A Comparison of Two Dosing Regimens of Misoprostol in Labour Induction: A Randomised Controlled Trial

Objective: To compare the effectiveness and safety of 50μg of sublingual misoprostol administered six (6) hourly to that of 50μg of vaginal misoprostol administered four (4) hourly. Methodology: A non-blinded, randomized controlled trial conducted from Sept 1, 2014, to Nov 31, 2014, at a tertiary hospital in Ghana. Hundred and sixty women with medical or obstetric indications for labour induction were randomized into two groups. Results: The rate of vaginal delivery, caesarean section, uterine tachysystole and uterine hyperstimulation were similar in both groups. Sixty-three (78.8%) and 66 (82.5%) mothers in the vaginal and sublingual groups delivered vaginally. More (10.0%) mothers in the vagina group required emergency caesarean for foetal distress. Six (vaginal group) and 8 (sublingual group) of the mothers required emergency caesarean for cephalopelvic disproportion. Three mothers from each group had an emergency caesarean section due to failed labour induction.
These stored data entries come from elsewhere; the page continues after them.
PR #54, opened 2023-06-30
added counting and warning ongoing meetings

UncleBu1728:
added an api in myGroup to fetch the count of ongoing groups
added a modal to warn users when there are concurrent meetings and prevent them from entering meetings


src/api/routes/myGroups.ts
```diff
@@ -23,56 +25,64 @@ const myGroups = router({
    * TODO: Only allow group users to call this function.
    */
   generateMeetingLink: procedure
-  .use(authUser())
```
weihanwang, line 26: Can you undo these large-scale auto formatting changes? It makes review very difficult.

We can check in a PR dedicated to format changes.

Also, please self-review a PR before submitting for review. Thanks~

weihanwang (changes requested):

src/components/GroupBanner.tsx
```diff
@@ -27,20 +35,44 @@ export default function GroupBanner(props: {
...
-    } finally {
-      // More time is needed to redirect to the meeting page. Keep it spinning.
-      // We should uncomment this line if we pop the page in a new window.
-      // setJoining(false);
+    if ((await tClientBrowser.myGroups.countOngoingMeeting.query()) !== 0) {
+      setOccupancy(true);
+    } else {
+      setJoining(true);
+      try {
+        const link = await tClientBrowser.myGroups.generateMeetingLink.mutate({ groupId: groupId });
```
weihanwang: Also, we need to change the table design of `OngoingMeetingCount`, because we should allow expected participants of the ongoing meeting to join. We need to change it to:

```
class OngoingMeetings ... {
  @PrimaryKey
  TMAdminUserId: string;
  
  @PrimaryKey
  meetingLink: string;
}
```

`joinMeeting` should first see if the current, non-expired meeting link is already in this table, if yes return the link. if no, then check the row count of this table.

Can you create a new PR just for refactoring this table and `updateOngoingMeetingCounts`? Then we can come back to this PR.

weihanwang (changes requested):

PR #56, opened 2023-07-01
Set up viewport height of card box to achieve sticky footer instead of using fixed footer position

Linco1n3:


Linco1n3:
https://watch.screencastify.com/v/hFDR4LNcxJEaz6TVJ2sr

Linco1n3:
It still looks like a short-term solution. I was trying to set the container which holds navBar, main content(child cards), and footer as a flex box, but it's a bit more complicated than I thought. 
Btw I saw there is a task to refactor the AppLayout and get rid of horizon-ui. Happy to help with it if needed.

weihanwang:
Nice! Yes! if you are interested, please take that task of refactoring AppLayout and remove horizon-ui. Thank you!

weihanwang (approved):

PR #73, opened 2023-07-04
Adding index on user.roles to speed up roles-related queries.

aoranwu:
I add a GIN index on roles field of users table to speed up roles-related queries. Is this the right type of index to use for JSONB-typed field?

Confirmed in Neon: image


src/api/database/models/User.ts
```diff
@@ -37,6 +38,10 @@ class User extends ParanoidModel<
   @Column(STRING)
   clientId: string;
 
+  @Index({
+    name: 'user-roles-index',
```
weihanwang, line 42: Do you really need to specify the name?

weihanwang:
@aoranwu Did you verify the working of the index by using `sql explain` or alike? In the code we use sequelize's Op.contains to search into the column:

https://github.com/yuanjian-org/app/blob/3c1998396f5975d2a0e9e50c9f3607242298e59b/src/api/sendgrid.ts#L83

https://github.com/yuanjian-org/app/blob/3c1998396f5975d2a0e9e50c9f3607242298e59b/src/api/routes/users.ts#L129

aoranwu:
> @aoranwu Did you verify the working of the index by using `sql explain` or alike? In the code we use sequelize's Op.contains to search into the column:
> 
> https://github.com/yuanjian-org/app/blob/3c1998396f5975d2a0e9e50c9f3607242298e59b/src/api/sendgrid.ts#L83
> 
> https://github.com/yuanjian-org/app/blob/3c1998396f5975d2a0e9e50c9f3607242298e59b/src/api/routes/users.ts#L129

The indexed is used when I inserted ~5000 fake data entries: 
image

When there're fewer records in the database (~1000, for example), the query performs sequential scan without using the index.

src/api/database/models/User.ts
aoranwu: 'user.roles' will be auto-generated to be the name of the index so removed.

weihanwang (approved):

PR #74, opened 2023-07-05
Remove dropping db option from `yarn sync-database`

weihanwang:
If users really want to start over, the cleanest way is to drop db and recreate a new one.


lt616:
Thanks for making the change!

addlistener (approved):

PR #112, opened 2023-07-25
add import rule and fix to use relative paths

UncleBu1728:
added `no-restricted-imports` rule to prevent users from importing project files (/src/*) as custom modules.
- Note that the paths and patterns of this rule are manually entered, so if any files or directories under src/ changed, they might also need to be updated in the rule

### DIFF
--- a/.eslintrc.json
+++ b/.eslintrc.json
@@ -1,5 +1,6 @@
 {
   "extends": "next/core-web-vitals",
+  "plugins": ["import"],
   "rules": {
     "object-curly-spacing": ["warn", "always"],
     "import/no-restricted-paths": ["error",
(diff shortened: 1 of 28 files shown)


.eslintrc.json
```diff
@@ -23,6 +24,31 @@
         "message": "Files outside of `src/api` must not refer to files in `src/api`. See README.md"
       }]
     }],
-    "import/no-absolute-path":"error"
+    "import/no-absolute-path":"error",
+    "no-restricted-imports": [
+      "error",{
+        "paths":[
+          // files under src
+        "AppLayout",
```
weihanwang, line 32: why do we need to specify files? I don't think it's a workable solution as we will constantly add and rename files.

PR #113, opened 2023-07-27
Delete user zlu

FangkuaikuaiOffical:
cascade delete on groups is done.
The database prevents deletion of a user if there is a reference to the user in the partnership, even though the partnership already has the deletedAt row populated. This might be a bug.
Could there be a permission to cascade delete partnerships when deleting users? This is the opposite of the current database setup.


weihanwang:
What is the error message you observed when trying to cascade delete partnership?

FangkuaikuaiOffical:
> What is the error message you observed when trying to cascade delete partnership?

截屏2023-08-09 02 31 08
this is what looks like when I try delete a user directly in pgAdmin

```
1) User
       cascadeDestory
         should create test users:
     Validation error
  Error
      at Query.run (node_modules/sequelize/src/dialects/postgres/query.js:76:25)
      at /Users/ziyi/Desktop/Visionary Education/app/node_modules/sequelize/src/sequelize.js:650:28
      at async PostgresQueryInterface.insert (node_modules/sequelize/src/dialects/abstract/query-interface.js:795:21)
      at async User.save (node_modules/sequelize/src/model.js:4153:35)
      at async Function.create (node_modules/sequelize/src/model.js:2305:12)

  2) User
       cascadeDestory
         should create a group related to the users:
     TypeError: Cannot read properties of undefined (reading 'id')
      at /Users/ziyi/Desktop/Visionary Education/app/src/api/database/models/User.test.ts:80:51
      at Generator.next (<anonymous>)
      at fulfilled (src/api/database/models/User.test.ts:5:58)
      at processTicksAndRejections (node:internal/process/task_queues:95:5)

  3) User
       cascadeDestory
         should create a partnership between test users:
     TypeError: Cannot read properties of undefined (reading 'id')
      at /Users/ziyi/Desktop/Visionary Education/app/src/api/database/models/User.test.ts:88:25
      at Generator.next (<anonymous>)
      at /Users/ziyi/Desktop/Visionary Education/app/src/api/database/models/User.test.ts:8:71
      at new Promise (<anonymous>)
      at __awaiter (src/api/database/models/User.test.ts:4:12)
      at Context.<anonymous> (src/api/database/models/User.test.ts:86:69)
      at processImmediate (node:internal/timers:478:21)

  4) User
       cascadeDestory
         should delete the partnership and verify deletion:
     TypeError: Cannot read properties of undefined (reading 'destroy')
      at /Users/ziyi/Desktop/Visionary Education/app/src/api/database/models/User.test.ts:112:25
      at Generator.next (<anonymous>)
      at /Users/ziyi/Desktop/Visionary Education/app/src/api/database/models/User.test.ts:8:71
      at new Promise (<anonymous>)
      at __awaiter (src/api/database/models/User.test.ts:4:12)
      at Context.<anonymous> (src/api/database/models/User.test.ts:110:72)
      at processImmediate (node:internal/timers:478:21)

  5) User
       cascadeDestory
         should delete user2 and all related GroupUser instances:
     TypeError: Cannot read properties of undefined (reading 'destroy')
      at /Users/ziyi/Desktop/Visionary Education/app/src/api/database/models/User.test.ts:141:19
      at Generator.next (<anonymous>)
      at /Users/ziyi/Desktop/Visionary Education/app/src/api/database/models/User.test.ts:8:71
      at new Promise (<anonymous>)
      at __awaiter (src/api/database/models/User.test.ts:4:12)
      at Context.<anonymous> (src/api/database/models/User.test.ts:140:78)
      at processImmediate (node:internal/timers:478:21)

  6) User
       cascadeDestory
         should delete test user1 and test group:
     update or delete on table "users" violates foreign key constraint "Partnerships_mentorId_fkey" on table "Partnerships"
  Error
      at Query.run (node_modules/sequelize/src/dialects/postgres/query.js:76:25)
      at /Users/ziyi/Desktop/Visionary Education/app/node_modules/sequelize/src/sequelize.js:650:28
      at async PostgresQueryInterface.bulkDelete (node_modules/sequelize/src/dialects/abstract/query-interface.js:992:12)
      at async Function.destroy (node_modules/sequelize/src/model.js:3082:16)
```

this is the error message when the test file DO NOT use force mode to delete partership.

It seems that when the database deletes, it does not judge whether there is a valid association based on the deletedAt value, but judges whether the row exists in the database. That is to say, the database did not correctly apply the paranoid mode when judging.
Another phenomenon that proves this guess is that there is also an error in the database that does not allow adding "users with the same email address that has been soft-deleted".

weihanwang:
* The error from pgAdmin is WAI (working as intended) because you need to manually delete the partnership before the user row can be physically deleted.
* The error "TypeError: Cannot read properties of undefined (reading 'id')" seems unrelated but may cause later steps to fail. can you fix those errors first?
* Not allowing inserting a soft-deleted user is also WAI. we will need to use `upsert` to add new users.
* "It seems that when the database deletes, it ..." That is correct. sequelize doesn't detect or support cascaded paranoid mode. that why we need to manually cascade delete in the first place.

FangkuaikuaiOffical:
Modifications have been made as required. Due to the problem of the Role component, the yarn test under main cannot run normally for the time being. The previous tests all passed.

src/api/database/models/User.test.ts
```diff
@@ -0,0 +1,181 @@
...
+        }
+      });
+
+      // 确认找到的partnership存在
+      expect(foundPartnership).to.exist;
+    });
+
+
+
+
```
weihanwang, line 106: remove extra empty lines

src/api/database/models/User.test.ts
```diff
@@ -0,0 +1,181 @@
...
+    // 删除行为开始
+    // 检测partnership中的deletedAt是否存在值
+
+    // ...
```
weihanwang, line 110: remove unuseful comments

src/api/database/models/User.ts
```diff
@@ -5,6 +5,8 @@ import type {
 } from "sequelize";
 import {
   AllowNull,
+  BeforeBulkDestroy,
```
weihanwang, line 8: it doesn't seem to be referred to anywhere?

src/api/database/models/User.ts
```diff
@@ -69,6 +74,30 @@ class User extends ParanoidModel<
...
+
+
+
+  @BeforeDestroy
+  static async cascadeSoftDelete(user: User, options: any) {
+
+    const moment = require('moment-timezone');
+    const timestamp = moment().format('YYYY-MM-DD HH:mm:ss.SSSZ');
+
+    await GroupUser.update(
```
weihanwang, line 87: I don't think it's the right thing to do. @BeforeDestroy needs to support both soft and hard deletion.

weihanwang (changes requested):

FangkuaikuaiOffical:
updated @cascadeDestory to fit both soft and hard delete mode.
updated test case to fit new database changes.
all tests passed.

src/api/database/models/User.ts
```diff
@@ -69,6 +73,41 @@ class User extends ParanoidModel<
 
   @HasMany(() => Interview)
   interviews: NonAttribute<Interview[]>;
+
+  @BeforeDestroy
+  static async cascadeDelete(user: User, options: any) {
+
+    if (options.force) {
```
weihanwang, line 80: why do you need to distinguish forced and non-forced deletion? can you just do:

```
await GroupUser.destroy({
        where: { userId: user.id },
        ...options,
      });
```

in both cases? same for partnership.

src/api/routes/users.ts
```diff
@@ -247,6 +247,29 @@ const listPriviledgedUserDataAccess = procedure
...
 });
 
+const remove = procedure
+  .use(authUser())
+  .input(z.object({
+    id: z.string(),
+  }))
+  .mutation(async ({ input, ctx }) => 
+{
+  const isUserOrPRManager = isPermitted(ctx.user.roles, ['UserManager', 'PrivilegedRoleManager']);
```
weihanwang, line 257: 1. only UserManager is necessary.
2. use `authUser()` to simplify the logic. so:

```
  .user(authUser("UserManager"))
```

and remove this text.

src/api/routes/users.ts
```diff
@@ -247,6 +247,29 @@ const listPriviledgedUserDataAccess = procedure
   });
 });
 
+const remove = procedure
```
weihanwang, line 250: "remove" => "delete" to be consistent with sql terms

src/pages/users.tsx
```diff
@@ -173,19 +181,22 @@ function UserEditor(props: {
...
+                    </Checkbox>
+                  );
+                })}
             </Stack>
           </FormControl>
         </VStack>
       </ModalBody>
       <ModalFooter>
-        <Button variant='brand' isLoading={saving} onClick={save} isDisabled={!validEmail || !validName}>保存</Button>
+        <Flex justifyContent="space-between" width="100%">
```
weihanwang, line 196: I think `width="100%"` is not needed?

src/api/routes/users.ts
FangkuaikuaiOffical: could not use word "delete" because it is a reserved word in Javascript. How about "deleteUser" ?

src/pages/users.tsx
FangkuaikuaiOffical: Without this two buttons would be both in the lower right corner

src/api/routes/users.ts
weihanwang: ah. okay then remove is good

weihanwang (approved):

Almost the same number of mothers had uterine tachysystole in both groups. More (3.8%) mothers in the vaginal group had uterine hyperstimulation. Differences in the mean induction delivery interval and the need for oxytocin augmentation were not significant. No differences were found in the intrapartum passage of meconium, blood loss in the third stage of labour, 5-minute Apgar score <7, and neonatal intensive care unit admissions. Conclusion: The sublingual regimen was as effective and safe as the vaginal regimen in achieving vaginal delivery.